◆ Directions for this task
Write out the whole listing word for word.

◆ Supplied data
PR #952, opened 2021-08-30
Fix .NET 5.0 MacOS ELF dump module list

mikem8361:
This fixes what a problem with my previous single-file module fix. The hacky MacOS ELF dumps that 5.0 generates (6.0 now generates actual MachO dumps) have modules with no PageOffset == 0 file entries so my previous change doesn't add them to the list of modules.

### DIFF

◆ Answer section
PR #952, opened 2021-08-30
Fix .NET 5.0 MacOS ELF dump module list

mikem8361:
This fixes what a problem with my previous single-file module fix. The hacky MacOS ELF dumps that 5.0 generates (6.0 now generates actual MachO dumps) have modules with no PageOffset == 0 file entries so my previous change doesn't add them to the list of modules.

### DIFF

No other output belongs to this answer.